# Task description:
Would you please return the lines of the entries below starting at the line that has "import * as gulpLoadPlugins" and ending at the line that has "We're able to", both included, exactly as they are?

# Dataset records:
PR #117, opened 2015-10-05
Add system-polyfills file to the lib/ dist directory

ryzy:
system-polyfills.js might be included by some browsers (i.e. IE) and SystemJS tries to load it from lib/ directory.

### DIFF
--- a/tools/workflow.config.js
+++ b/tools/workflow.config.js
@@ -34,6 +34,7 @@ var PATH = {
       require.resolve('reflect-metadata/Reflect.js'),
       require.resolve('reflect-metadata/Reflect.js.map'),
       require.resolve('systemjs/dist/system.src.js'),
+      require.resolve('systemjs/dist/system-polyfills.js'),
       APP_SRC + '/system.config.js',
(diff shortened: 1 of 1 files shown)


mgechev:
Thanks for the PR!

tools/workflow.config.js
```diff
@@ -34,6 +34,7 @@ var PATH = {
       require.resolve('reflect-metadata/Reflect.js'),
       require.resolve('reflect-metadata/Reflect.js.map'),
       require.resolve('systemjs/dist/system.src.js'),
+      require.resolve('systemjs/dist/system-polyfills.js'),
```
ludohenin: The problem here is that polyfill will be injected in index.html

mgechev: Ups, good point..

ryzy:
Ups, good point indeed ;-)

Any idea how do we want to handle that? Some separate variable in `workflow.config.js` in `PATH {}` there?

ludohenin:
Can be discussed here #120 and here #121

PR #124, opened 2015-10-06
Provide an assets folder

threeaccents:


ludohenin:
not quite sure we will merge that one.

threeaccents:
Okay is it just to keep the seed project as minimal as possible?

mgechev:
@threeaccents yeah, thanks for the PR

PR #127, opened 2015-10-07
Added karma.conf.js to be checked by jshint + fixed errors on that file

tarlepp:


mgechev:
@ludohenin is working on porting our build tasks to TypeScript.

I think we can remove jshint as dependency, `karma.conf.js` is just a single file and I'm not sure it's worth linting.

tarlepp:
Yeah, I noticed that too. But I'm not sure if we should remove jshint task, because some of us still writes plain old javascript.

Maybe some other folder for "generic" tasks?

mgechev:
Since the entire build now uses TypeScript and we will drop jshint, we can close this PR for now.

PR #139, opened 2015-10-11
es6-module-loader, systemjs dependencies bump

ryzy:
Seems like everything works fine after the upgrade.

All references to `es6-module-loader-sans-promises.js` renamed to `es6-module-loader.js`.


mgechev:
Looks good! Thanks!

PR #141, opened 2015-10-11
Allow .spec.js and _spec.js files for writing tests

ryzy:
Many people use Xyz.spec.js for their test files - with this change
we support both, *.spec.js and *_spec.js.

### DIFF
--- a/test-main.js
+++ b/test-main.js
@@ -42,7 +42,7 @@ System.import('angular2/src/core/dom/browser_adapter').then(function(browser_ada
 
 
 function onlySpecFiles(path) {
-  return /_spec\.js$/.test(path);
+  return /[\.|_]spec\.js$/.test(path);
 }
 
 // Normalize paths to module names.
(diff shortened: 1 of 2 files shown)


NathanWalker:
I like having this flexibility, thanks +1

ludohenin:
I'd prefer to have one or the other, having both on a single does not look very clean.
I would not allow it my projects at least :)

ludohenin:
Shall we configure it ?

ryzy:
Hmm, but you guys talking about code guidelines, file naming etc... I'm not sure it's relevant here ;)

For me the most important is that Karma picks the test files, no matter what style someone follows.
To make it configurable would be bit overhead: we have this pattern in 2 places, but it's defined differently (once in a RegExp, once as a glob string). Not sure if it's worth effort.

IMVHO ;)

ludohenin:
@ryzy ya you're right. I think we can merge.

PR #142, opened 2015-10-12
Using @Component and dropping usage of @View

NathanWalker:
Sounds like @View will be deprecated at some point in the future.
Also, just using @Component is more clear, not to mention easier to teach and explain to others.


ludohenin:
Looks good to me. Let's wait for @mgechev thoughts.

mgechev:
Yep, looks good to me as well

PR #287, opened 2015-12-10
Add fancier error message when npm or node are not required version

mgechev:
Two changes:
- Made the code in `walk` compatible with older versions of node (in order to allow the user to see the error message).
- Add chalk for cleaner error message that the current node or npm version is not supported.

### DIFF
--- a/package.json
+++ b/package.json
@@ -29,6 +29,7 @@
   "devDependencies": {
     "@reactivex/rxjs": "^5.0.0-alpha.6",
     "async": "^1.4.2",
+    "chalk": "^1.1.1",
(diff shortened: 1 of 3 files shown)


rahul71:
But how do I resolve this issue? Isn't the correct version of node supposed to be a part of package.json?

Bigous:
@rahul71 We get into a problem, because package.json engine version is to "run" version, but the seed, after the build will run inside a browser, not in node, so, technically, we should not set node version at package.json.
Now, how to resolve, upgrade node, or use nvm to have multiple node instalations and use 4.0.0 or superior to build this seed.

PR #311, opened 2015-12-17
Fix #310

### LINKED ISSUE #310: Injecting js does not work in Windows
Node: v4.2.3
npm: 2.14.7
OS: Windows 7

Injection of dependencies into index.html does not work in Windows. 
I noticed that when running "gulp build.prod -- env prod". No JavaScript was injected at all.
For development build, it works, but this seems to be "by accident".

For me, it worked after the following changes to build.index.ts:

import {join, **sep**} from 'path';

...
function mapPath(dep) {
    console.log('inject dep: ' + dep);
    let prodPath = '${dep.dest}/${dep.src.split(**sep**).pop()}';
....

mgechev:


ludohenin:
Not critical but I've a tslint error
```
...\angular2-seed\tools\utils\tasks_tools.ts
line 23  col 1  trailing whitespace
× 1 error
```

ludohenin:
Otherwise, it works OK on my Windows machine.

PR #312, opened 2015-12-17
Load only necessary task files

ludohenin:
* Improve build start by just loading the required tasks.
* Single tasks like `check.versions` now needs to be explicitly declared in gulpfile (as not all the tasks file are loaded on start).


lihaibh:
Every "group" of tasks must use this 'runsequence' method you created? I say there is a better solution you can load the tasks which returns a promise, each task loaded only when it is called, so in "task" method we will return function(){ return require(...)(gulp...) }

PR #313, opened 2015-12-18
Lazy load gulp tasks

lihaibh:
According to pull request 312, ludohenin created a "new" runSequence method for group tasks in order to load the proper files before we run the task.
I think its unnecessary, and it is better to load everything, but just using a cb.
When the task runs every subtask will load itself.. gulp invoking the cb => we require the file..
it is also not possible to run specific tasks right now like: gulp build.index, and "clean" tasks also pre-loaded, this change will fix that.

### DIFF
--- a/tools/utils/tasks_tools.ts
+++ b/tools/utils/tasks_tools.ts
@@ -2,35 +2,21 @@ import * as gulp from 'gulp';
 import * as util from 'gulp-util';
 import * as chalk from 'chalk';
 import * as gulpLoadPlugins from 'gulp-load-plugins';
-import * as _runSequence from 'run-sequence';
 import {readdirSync, existsSync, lstatSync} from 'fs';
 import {join} from 'path';
 import {TOOLS_DIR} from '../config';
 
 const TASKS_PATH = join(TOOLS_DIR, 'tasks');
 
-// NOTE: Remove if no issues with runSequence function below.
-// export function loadTasks(): void {
-//   scanDir(TASKS_PATH, (taskname) => registerTask(taskname));
-// }
-
-export function task(taskname: string, option?: string) {
-  util.log('Loading task', chalk.yellow(taskname, option || ''));
-  return require(join('..', 'tasks', taskname))(gulp, gulpLoadPlugins(), option);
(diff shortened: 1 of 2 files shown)


mgechev:
@ludohenin would you take a look?

@lihaibh if we merge would you squash into a single commit?

lihaibh:
@mgechev there was no changes on 'master' branch so why wouldnt u be able to merge? i can still squash all the 4 commits into 1 though..

mgechev:
Sure! Thank you for your PR and your effort!

We're able to merge, also the checks are passing, however, the code should go through a review process. Since @ludohenin is on charge of this feature/improvement he is supposed to take a look at the code.

Don't offend that we're going to review your changes, it is definitely not anything personal. Although we have write access to master we're still enforcing the review process even for our changes in order to ensure quality. :-)

tools/utils/tasks_tools.ts
```diff
@@ -9,14 +9,15 @@ import {TOOLS_DIR} from '../config';
...
 export function task(taskname: string, option?: string) {
-  util.log('Loading task', chalk.yellow(taskname, option || ''));
-  return require(join('..', 'tasks', taskname))(gulp, gulpLoadPlugins(), option);
+  return () => {
+    util.log('Loading task', chalk.yellow(taskname, option || ''));
+    return require(join('..', 'tasks', taskname))(gulp, gulpLoadPlugins(), option)();
+  };
 }
 
 export function runSequence(...sequence: any[]) {
```
ludohenin: I think we can remove this function then.

lihaibh: Yes i think its useless for now also if u think about that, if u call the function with (x,y,z) if z is invalid task name it will still work.. it will just ignore it and run what it actually finds. So i remove your method.

ludohenin:
You can also remove this line https://github.com/mgechev/angular2-seed/blob/master/gulpfile.ts#L11

ludohenin:
@lihaibh would you squash into one commit ?

mgechev:
@ludohenin mergining?

Issue #318, opened 2015-12-21
Broken project compilation on change


tandu:
With this revision 845772264ef64ad5fcc1a33293d714962ced9a63 when I save my changes project is not rebuilt automatically and I need to stop npm process and restart it again in my terminal to rebuild it.

mgechev:
Thanks for reporting the issue! The issue is fixed by https://github.com/mgechev/angular2-seed/commit/8fd110f4b825839af7e5ced634d69fe7f8973bf9

PR #319, opened 2015-12-22
Revert "Lazy load gulp tasks"

mgechev:
Reverts mgechev/angular2-seed#313

### DIFF
--- a/gulpfile.ts
+++ b/gulpfile.ts
@@ -1,10 +1,5 @@
 import * as gulp from 'gulp';
-import * as runSequence from 'run-sequence';
-import {loadTasks, task} from './tools/utils';
-
-// --------------
-// Configuration.
-loadTasks();
+import {runSequence, task} from './tools/utils';
 
 // --------------
 // Clean (override).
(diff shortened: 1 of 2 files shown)


ludohenin:
:)

lihaibh:
?

mgechev:
@lihaibh https://github.com/mgechev/angular2-seed/issues/318

stefanocke:
@lihaibh , @mgechev  I think the reason for #318 is that the build tasks were made asynchronous "twice" by the PR: They already returned pipes before and you added the "done" parameter, but you never called done(). I am by far not a gulp expert, but I tried the following and it seems to work so far:

```
export function task(taskname: string, option?: string) {
  return () => {
    util.log('Loading task', chalk.yellow(taskname, option));
    return require(join('..', 'tasks', taskname))(gulp, gulpLoadPlugins(), option)();
  };
}
```
So, compared to the PR, I just removed the "done" parameter.

stefanocke:
P.S.: Sorry, spoken a bit to early: My approach does not work for the tasks, that don not return pipes and expect the done parameter, for example build.bundles. Nevertheless: Passing the "done" parameter into tasks, that do not expect it, is the reason for #318.

lihaibh:
Ye... ive added the 'done' handler in favor of tasks like 'clean' that use it, i assumed it will work because gulp passing this callback by default so at the time when i squashed my commits i added this change.
I forgot to run 'sanity checks' after this change and thats why it happened, thanks for the report.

# Task solution:
 import * as gulpLoadPlugins from 'gulp-load-plugins';
-import * as _runSequence from 'run-sequence';
 import {readdirSync, existsSync, lstatSync} from 'fs';
 import {join} from 'path';
 import {TOOLS_DIR} from '../config';
 
 const TASKS_PATH = join(TOOLS_DIR, 'tasks');
 
-// NOTE: Remove if no issues with runSequence function below.
-// export function loadTasks(): void {
-//   scanDir(TASKS_PATH, (taskname) => registerTask(taskname));
-// }
-
-export function task(taskname: string, option?: string) {
-  util.log('Loading task', chalk.yellow(taskname, option || ''));
-  return require(join('..', 'tasks', taskname))(gulp, gulpLoadPlugins(), option);
(diff shortened: 1 of 2 files shown)


mgechev:
@ludohenin would you take a look?

@lihaibh if we merge would you squash into a single commit?

lihaibh:
@mgechev there was no changes on 'master' branch so why wouldnt u be able to merge? i can still squash all the 4 commits into 1 though..

mgechev:
Sure! Thank you for your PR and your effort!

We're able to merge, also the checks are passing, however, the code should go through a review process. Since @ludohenin is on charge of this feature/improvement he is supposed to take a look at the code.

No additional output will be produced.